The tour went first to Sugarloaf. It takes two cable cars to get to the top. You get a great view of the whole area.

Then we went to the Sambadrome, the judging area for the carnival parade entrants. It seems to work like the Crewes of Mardi Gras in New Orleans: there are groups, called samba schools, that run different parts of it. Joining a samba school is neither cheap nor easy and there are about 1,200 members in each group. If I understood correctly, there are 174 samba schools. There is a theme and a story to each presentation. They are judged and there is a big money prize to the winning samba school.

Next was the modern cathedral. It is a fascinating structure that looks like a big flat topped octagonal pyramid. One person accurately described it as looking like an “upside down ice cream cone”. It is really not that impressive from the outside, but when you go inside, it is an “oh, wow” moment. To continue with the ice cream cone analogy, the pyramid is a huge hollow shell with four sides being louvered to allow ventilation and the other four sides are immense stained glass windows from floor to the horizontal clear glass ceiling. They are maybe 150 feet tall and 30 feet wide each. It is hard for pictures to do it justice.

We walked through the colonial district, looking at old buildings and statues. We saw Carmen Miranda's childhood home, where the family ran a restaurant, living on the third floor, the cooking area in the second floor, and customer tables on the first floor. After that there was a picturesque area with an old house like Neuschanstein castle in miniature and some really old street trolley cars still running on overhead electric wires. Quaint.

Corcovado mountain was next. We drove up to the parking lot, rode a park van up to the elevator level, rode the elevator up to the escalators that didn't work. From there it was 80 stair steps up to the overlook around the base of the huge statue of Christ. More rain and fog cutting the visibility. If you waited a few minutes, you could get a picture as a gap in the cloud came by. While waiting for our group to assemble, we had an abacaixe smoothie for R 4.50. Abacaixe is pineapple and is pronounced “Abba caizhee.” They are using a very white type of pineapple that is not very sweet.

At supper, I ordered abacaixe sherbert from our Brazilian waitress.
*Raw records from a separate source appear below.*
Issue #2232, opened 2024-11-19
Add helper function for `is_registered_on`


rw251:
A helper function so users can quickly filter to only people with an active practice registration.

rw251:
After discussion (https://bennettoxford.slack.com/archives/C069YDR4NCA/p1732015213840789) decided to implement `practice_registrations.exists_for_patient_on(date)`

PR #2234, opened 2024-11-19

Apparently I got it right.

Then we headed for Ipanema to see the “Girl From Ipanema” who is now about 100. Ipanema is not just the beach, but is the most expensive residential district in Rio. The tour guide said he would live in the Ipanema-Copacabana-Leblon area if he could afford it. Me too.

This was the area where we stopped to watch the pre-parade party and found several streets blocked off. These parties were breaking out all over town. There were streets officially blocked and others blocked by people and others blocked by traffic confused by the other blockages. Trying to get from A to B was getting really tricky.

It was now getting late. We stopped to buy souveniers and were supposed to continue on to the beach. Some of the group were worried about getting trapped in the parade traffic problems and missing the boat. That would have been a very big and expensive problem. Despite the risk, the other half were absolutely determined to go to the beach and get a caipirinha – just so they could say “been there, done that.” Libby says that the disagreement between the two groups was about to get really ugly. (Jack didn't see this; he was off shopping) Fortunately there were two vans, so the group split. We went with the Go Back bunch. We got on the ship just 15 minutes before final boarding time. The others got back 15 minutes later. If they actually got a drink on the beach, they chugged it.

Other tours did get trapped. One with about 80 passengers from Legendary Journeys – who have about one third of the passengers on the boat – got back 2 hours late. Normally, if you are not back on time, you get left behind. I think they might have held the boat for Legendary, but not for a small private group like ours.

However, a crew tour also got trapped. They also got back 2 hours late. Rumor has it that the captain was on that tour, so we couldn't leave without him.